Hackers paid by the Chinese government infiltrated the computer networks of at least six state governments in the United States last year, according to a report released Tuesday by a private cybersecurity firm.
The hacks, which exploited vulnerable web applications from last May and continued through February, were identified by Mandiant, a well-known American cybersecurity firm.
The Mandiant report doesn’t identify the compromised states or the motive for the attacks, but the firm says that Chinese group APT41, an entity known to hack for espionage and financial gain, is responsible for the breaches.
“While the ongoing crisis in Ukraine has rightfully captured the world’s attention and the potential for Russian cyber threats are real, we must remember that other major threat actors around the world are continuing their operations as usual,” Geoff Ackerman, a principal threat analyst at Mandiant, said in a statement.
“We cannot allow other cyber activity to fall to the wayside, especially given our observations that this campaign from APT41, one of the most prolific threat actors around, continues to this day,” he added.

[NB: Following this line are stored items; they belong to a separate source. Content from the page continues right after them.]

PR #1043, opened 2019-11-12
Add `injectArgs` option to `@can` directive to pass along client defined   arguments to the policy check

### LINKED ISSUE #1002: Pass arguments fields to policy in @can directive
Let's say we need to read an argument from the query in order to allow/deny something in a Policy. Currently, we have access to the User of course,  and a name of the argument that is used to find a specific model and we can pass extra args according to the definition:
```
"""
Additional arguments that are passed to `Gate::check`. 
"""
args: [String!]
```
So far I can understand, they are just strings. There is no way to send any extra arguments from the query.

My proposal is to add a new field definition (I called 'fields' in the example) in order to send the query arguments ($args):
```
public function handleField(FieldValue $fieldValue, Closure $next): FieldValue
    {
        $previousResolver = $fieldValue->getResolver();

        return $next(
            $fieldValue->setResolver(
                function ($root, array $args, GraphQLContext $context, ResolveInfo $resolveInfo) use ($previousResolver) {
                    $modelClass = $this->getModelClass();
                    $this->args = $args; // get the args to passthrough the gate
```
```
    protected function getAdditionalArguments(): array
    {
        $args = (array)  $this->directiveArgValue('args');
        $fields = $this->directiveArgValue('fields');
        if($fields) { // check if we need to add the args
            $args = array_merge([$this->args], $args);
        }

        return $args;
    }
```

Now we can do something like this in the policy now:
```
public function foo(User $user, $args)
    {
        $foo = Arr::get($args, 'my-integer');
        return $user->hasPermission('permission') && $foo > 400;
    }
```

### LINKED ISSUE #1004: Union types broken when cache is enabled
Using Unions in cache disabled environment works as expected.
When cache is enabled, same code that worked in previous environment does not work anymore

It should return result same as in cache=disabled environment.

**Steps to reproduce**

1. Create sample query type that returns Union type
2. Disable cache in your .env file LIGHTHOUSE_CACHE_ENABLE=false
3. Run query => Everything is ok.
4. Enable cache in your .env file LIGHTHOUSE_CACHE_ENABLE=true
5. Run query => It breaks

**Output/Logs**

```
{
  "errors": [
    {
      "debugMessage": "array_map(): Argument #2 should be an array",
      "extensions": {
        "category": "internal"
      },
      "locations": [
        {
          "line": 5,
          "column": 5
        }
      ],
      "path": [
        "eventsCalendar",
        0,
        "events",
        0
      ],
      "trace": [
        {
          "file": "/var/www/vendor/nuwave/lighthouse/src/Schema/TypeRegistry.php",
          "line": 428,
          "function": "array_map(instance of Closure, instance of GraphQL\\Language\\AST\\NodeList(2))"
        },
        {
          "file": "/var/www/vendor/webonyx/graphql-php/src/Type/Definition/UnionType.php",
          "line": 76,
          "call": "Nuwave\\Lighthouse\\Schema\\TypeRegistry::Nuwave\\Lighthouse\\Schema\\{closure}()"
        },
        {
          "file": "/var/www/vendor/webonyx/graphql-php/src/Type/Definition/UnionType.php",
          "line": 59,
          "call": "GraphQL\\Type\\Definition\\UnionType::getTypes()"
        },
        {
          "file": "/var/www/vendor/webonyx/graphql-php/src/Type/Schema.php",
          "line": 427,
          "call": "GraphQL\\Type\\Definition\\UnionType::isPossibleType(GraphQLType: Event)"
        },
        {
          "file": "/var/www/vendor/webonyx/graphql-php/src/Executor/ReferenceExecutor.php",
          "line": 1343,
          "call": "GraphQL\\Type\\Schema::isPossibleType(GraphQLType: EventCalendarDayDataType, GraphQLType: Event)"
        },
        {
          "file": "/var/www/vendor/webonyx/graphql-php/src/Executor/ReferenceExecutor.php",
          "line": 1038,
          "call": "GraphQL\\Executor\\ReferenceExecutor::ensureValidRuntimeType(GraphQLType: Event, GraphQLType: EventCalendarDayDataType, instance of GraphQL\\Type\\Definition\\ResolveInfo, instance of App\\Models\\Events\\Event)"
        },
        {
          "file": "/var/www/vendor/webonyx/graphql-php/src/Executor/ReferenceExecutor.php",
          "line": 849,
          "call": "GraphQL\\Executor\\ReferenceExecutor::completeAbstractValue(GraphQLType: EventCalendarDayDataType, instance of ArrayObject(1), instance of GraphQL\\Type\\Definition\\ResolveInfo, array(4), instance of App\\Models\\Events\\Event)"
        },
        {
          "file": "/var/www/vendor/webonyx/graphql-php/src/Executor/ReferenceExecutor.php",
          "line": 726,
          "call": "GraphQL\\Executor\\ReferenceExecutor::completeValue(GraphQLType: EventCalendarDayDataType, instance of ArrayObject(1), instance of GraphQL\\Type\\Definition\\ResolveInfo, array(4), instance of App\\Models\\Events\\Event)"
        },
        {
          "file": "/var/www/vendor/webonyx/graphql-php/src/Executor/ReferenceExecutor.php",
          "line": 677,
          "call": "GraphQL\\Executor\\ReferenceExecutor::completeValueWithLocatedError(GraphQLType: EventCalendarDayDataType, instance of ArrayObject(1), instance of GraphQL\\Type\\Definition\\ResolveInfo, array(4), instance of App\\Models\\Events\\Event)"
        },
        {
          "file": "/var/www/vendor/webonyx/graphql-php/src/Executor/ReferenceExecutor.php",
          "line": 952,
          "call": "GraphQL\\Executor\\ReferenceExecutor::completeValueCatchingError(GraphQLType: EventCalendarDayDataType, instance of ArrayObject(1), instance of GraphQL\\Type\\Definition\\ResolveInfo, array(4), instance of App\\Models\\Events\\Event)"
        },
        {
          "file": "/var/www/vendor/webonyx/graphql-php/src/Executor/ReferenceExecutor.php",
          "line": 821,
          "call": "GraphQL\\Executor\\ReferenceExecutor::completeListValue(GraphQLType: EventCalendarDayDataType, instance of ArrayObject(1), instance of GraphQL\\Type\\Definition\\ResolveInfo, array(3), instance of Illuminate\\Support\\Collection(1))"
        }

.... [rest of the exception]
```

</details></br>

**Environment**

Lighthouse Version: 4.4.0
Laravel Version: 6.2.0

faiverson:
- [x] Added or updated tests

Resolves #1002 

**Changes**
Added a new argument to avoid breaking changes with the current version.
Saying that I think `args` (getAdditionalArguments) is always a plain string, it doesn't have to much sense to me

### DIFF
--- a/docs/master/api-reference/directives.md
+++ b/docs/master/api-reference/directives.md
@@ -479,7 +479,7 @@ directive @can(
   """
   Pass input variables as arguments that are passed to `Gate::check`. 
   """
-  input: Boolean!
+  injectArgs: Boolean!
 ) on FIELD_DEFINITION
 ```
 
--- a/docs/master/api-reference/directives.md
+++ b/docs/master/api-reference/directives.md
@@ -531,11 +531,11 @@ type Mutation {
 }
 ```
 
-You can pass the input variables as arguments to the policy setting `input` argument
+You can pass the input variables as arguments to the policy setting `injectArgs` argument
 ```graphql
 type Mutation {
     createPost(input: PostInput): Post
-        @can(ability: "create", input: "true")
+        @can(ability: "create", injectArgs: "true")
 }
 ```
 Now you will have access to `PostInput` values in the policy 
--- a/docs/master/api-reference/directives.md
+++ b/docs/master/api-reference/directives.md
@@ -476,6 +476,10 @@ directive @can(
   Additional arguments that are passed to `Gate::check`. 
   """
   args: [String!]
+  """
+  Pass input variables as arguments that are passed to `Gate::check`. 
+  """
+  input: Boolean!
 ) on FIELD_DEFINITION
 ```
 
@@ -526,6 +530,15 @@ type Mutation {
         @can(ability: "create", args: ["FROM_GRAPHQL"])
 }
 ```
+
+You can pass the input variables as arguments to the policy setting `input` argument
+```graphql
+type Mutation {
+    createPost(input: PostInput): Post
+        @can(ability: "create", input: "true")
+}
+```
+Now you will have access to `PostInput` values in the policy 
 
 Starting from Laravel 5.7, [authorization of guest users](https://laravel.com/docs/authorization#guest-users) is supported.
 Because of this, Lighthouse does **not** validate that the user is authenticated before passing it along to the policy.
--- a/docs/master/api-reference/directives.md
+++ b/docs/master/api-reference/directives.md
@@ -459,6 +459,9 @@ class PostPolicy
 ```graphql
 """
 Check a Laravel Policy to ensure the current user is authorized to access a field.
+
+When `injectArgs` and `args` are used together, the client given
+arguments will be passed before the static args.
 """
 directive @can(
   """
@@ -471,22 +474,26 @@ directive @can(
   instance against which the permissions should be checked.
   """
   find: String
+
+  """
+  Pass along the client given input data as arguments to `Gate::check`. 
+  """
+  injectArgs: Boolean = false
+
+  """
+  Statically defined arguments that are passed to `Gate::check`.
   
+  You may pass pass arbitrary GraphQL literals,
+  e.g.: [1, 2, 3] or { foo: "bar" }
   """
-  Additional arguments that are passed to `Gate::check`. 
-  """
-  args: [String!]
-  """
-  Pass input variables as arguments that are passed to `Gate::check`. 
-  """
-  injectArgs: Boolean!
+  args: Mixed
 ) on FIELD_DEFINITION
 ```
 
 ### Examples
 
 In `find` parameter you may specify an input argument which is used to find a specific model
-instance by primary key against which the permissions should be checked.
+instance by primary key against which the permissions should be checked:
 
 ```graphql
 type Query {
@@ -504,7 +511,7 @@ class PostPolicy
 }
 ```
 
-It also works with soft deleted models in combination with `@softDeletes` directive.
+It also works with soft deleted models in combination with `@softDeletes` directive:
 
 ```graphql
 type Query {
@@ -522,7 +529,7 @@ type Mutation {
 }
 ```
 
-You can pass additional arguments to the policy checks by specifying them as `args`.
+You can pass additional arguments to the policy checks by specifying them as `args`:
 
 ```graphql
 type Mutation {
@@ -531,14 +538,17 @@ type Mutation {
 }
 ```
 
-You can pass the input variables as arguments to the policy setting `injectArgs` argument
+You can pass along the client given input data as arguments to the policy checks
+with the `injectArgs` argument:
+
 ```graphql
 type Mutation {
     createPost(input: PostInput): Post
         @can(ability: "create", injectArgs: "true")
 }
 ```
-Now you will have access to `PostInput` values in the policy 
+
+Now you will have access to `PostInput` values in the policy. 
 
 Starting from Laravel 5.7, [authorization of guest users](https://laravel.com/docs/authorization#guest-users) is supported.
 Because of this, Lighthouse does **not** validate that the user is authenticated before passing it along to the policy.
--- a/src/Schema/Directives/CanDirective.php
+++ b/src/Schema/Directives/CanDirective.php
@@ -22,6 +22,11 @@ class CanDirective extends BaseDirective implements FieldMiddleware, DefinedDire
     protected $gate;
 
     /**
+     * @var array
+     */
+    protected $args;
+
+    /**
      * CanDirective constructor.
      * @param  \Illuminate\Contracts\Auth\Access\Gate  $gate
      * @return void
@@ -63,6 +68,11 @@ directive @can(
   Additional arguments that are passed to `Gate::check`. 
   """
   args: [String!]
+    """
+  Send input data as arguments to the policy. 
+  Set false by default
+  """
+  input: Boolean!
 ) on FIELD_DEFINITION
 SDL;
     }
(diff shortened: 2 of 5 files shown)


tests/Utils/Policies/UserPolicy.php
```diff
@@ -32,4 +32,9 @@ public function dependingOnArg($viewer, bool $pass): bool
     {
         return $pass;
     }
+
+    public function severalArgs($user, array $input): bool
+    {
+        return $input['key1'] === 'foo' && $input['key2'] === 'foo2' && $input['key2'] === 'foo3';
```
lorado: you have a typo here. The last equal test should be with key3, not key2

docs/master/api-reference/directives.md
```diff
@@ -476,6 +476,10 @@ directive @can(
   Additional arguments that are passed to `Gate::check`. 
   """
   args: [String!]
+  """
+  Pass input variables as arguments that are passed to `Gate::check`. 
+  """
+  input: Boolean!
```
spawnia: Can we find a name for this that is more clear? How about `injectArgs`?

src/Schema/Directives/CanDirective.php
```diff
@@ -63,6 +68,11 @@ public static function definition(): string
   Additional arguments that are passed to `Gate::check`. 
   """
   args: [String!]
+    """
```
spawnia:
```suggestion
  """
```

src/Schema/Directives/CanDirective.php
```diff
@@ -146,6 +157,9 @@ protected function authorize($user, $model): void
      */
     protected function getAdditionalArguments(): array
     {
-        return (array) $this->directiveArgValue('args');
+        $directiveArgs = (array) $this->directiveArgValue('args');
+        $inputArgs = $this->directiveArgValue('input') === true ? [$this->args] : [];
```
spawnia:
```suggestion
        $inputArgs = $this->directiveArgValue('input')
            ? [$this->args]
            : [];
```

tests/Unit/Schema/Directives/CanDirectiveTest.php
```diff
@@ -156,6 +156,41 @@ public function testProcessesTheArgsArgument(): void
...
+        }
+        ';
+
+        $variables = [
+            'key1' => 'foo',
+            'key2' => 'foo2',
+            'key3' => 'foo3',
+        ];
+
+        $this->postGraphQL(
```
spawnia: Using variables is really verbose.

Please use `->graphQL()` and literal query syntax.

tests/Unit/Schema/Directives/CanDirectiveTest.php
```diff
@@ -156,6 +156,41 @@ public function testProcessesTheArgsArgument(): void
         ')->assertErrorCategory(AuthorizationException::CATEGORY);
     }
 
+    public function testSendInputArgumentToPolicy(): void
+    {
+        $this->be(new User);
+        $this->schema = '
+        type Query {
+            users(key1: String, key2: String, key3: String): [User]!
```
spawnia: Using a single argument is enough for testing, let's keep it simple.

docs/master/api-reference/directives.md
lorado: Yeah, I had the same thought. +1 for `injectArgs`

spawnia:
Can you clarify the semantics of what happens if the statically defined `args` and the injected arguments collide? That should be backed up by a test.

lorado:
> Can you clarify the semantics of what happens if the statically defined args and the injected arguments collide?

If I understand it right, it can not collide. `args` argument directive is an array of strings, so the keys are numeric, but query arguments have string keys. After merging all entries should persist, I think...

tests/Utils/Policies/UserPolicy.php
faiverson: Hmm, then I probably needs to change the assert too

faiverson:
Discussion aside, should we have the argument **args**? So far I can see it is always an array of hardcoded strings. It doesn't have too much sense...
I didn't want to use the same name (I think is the best name) and override the current functionality. But I don't think **args** is very useful. I'd replace **args**  with **injectArgs**

src/Schema/Directives/CanDirective.php
```diff
@@ -63,6 +68,11 @@ public static function definition(): string
   Additional arguments that are passed to `Gate::check`. 
   """
   args: [String!]
+  """
+  Send input data as arguments to the policy. 
+  Set false by default
+  """
+  injectArgs: Boolean!
```
spawnia:
```suggestion
  injectArgs: Boolean = false
```

spawnia:
I am not planning to make a new major version with breaking changes soon.

Adding static values can be useful. The directive definition does lie a bit, actually you can pass a map as well, e.g.: `@can(args: { foo: "bar" })`. That means there can be conflicts, we have to define which is preferred.

I think it makes sense to prefer the static values, since that makes it more predictable that those are always passed and allows overwriting client given values for certain scenarios. Doing it the other way around is basically the same as setting default values, which is already possible in the argument definition itself.

docs/master/api-reference/directives.md
enzonotario: I think it should be `injectArgs`

faiverson:
> I am not planning to make a new major version with breaking changes soon.
> 
> Adding static values can be useful. The directive definition does lie a bit, actually you can pass a map as well, e.g.: `@can(args: { foo: "bar" })`. That means there can be conflicts, we have to define which is preferred.
> 
> I think it makes sense to prefer the static values, since that makes it more predictable that those are always passed and allows overwriting client given values for certain scenarios. Doing it the other way around is basically the same as setting default values, which is already possible in the argument definition itself.

Ok, so we need to keep the args as it is right now.
I made the new test when we have both args and injectArgs.

spawnia:
I did not realize that it is possible to just pass multiple arguments to the checks. That means we do not have to merge, nice.

@faiverson had a pass over the PR, let me know if the changes are fine.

FBI INVESTIGATING 100 TYPES OF RANSOMWARE, MANY FROM RUSSIAN HACKERS
The report highlights that hackers exploited a commercial application used by 18 states for animal health management and that the hackers exploited the vulnerability within hours of a public announcement in December that there was a software flaw in the open-source logging code.
The hacking group APT41, which U.S. officials have previously tied to Beijing’s Ministry of State Security, was also implicated in a 2020 Justice Department indictment that blamed Chinese hackers for attacking over 100 organizations in the U.S. and elsewhere.
“APT 41 continues to pose a significant threat to public and private organizations alike around the world,” said Ackerman. “We have found them everywhere, and that is unnerving.”
Despite cyberattacks being a common problem in the past decade, it is only the series of massive attacks on the computer systems of the federal government, the Colonial Pipeline, and the meat producer JBS in 2021 that have brought mainstream awareness to the need for increased cybersecurity by governments and businesses.
CLICK HERE TO READ MORE FROM THE WASHINGTON EXAMINER
In the past, the Chinese government has denied U.S. accusations of being involved in hacks.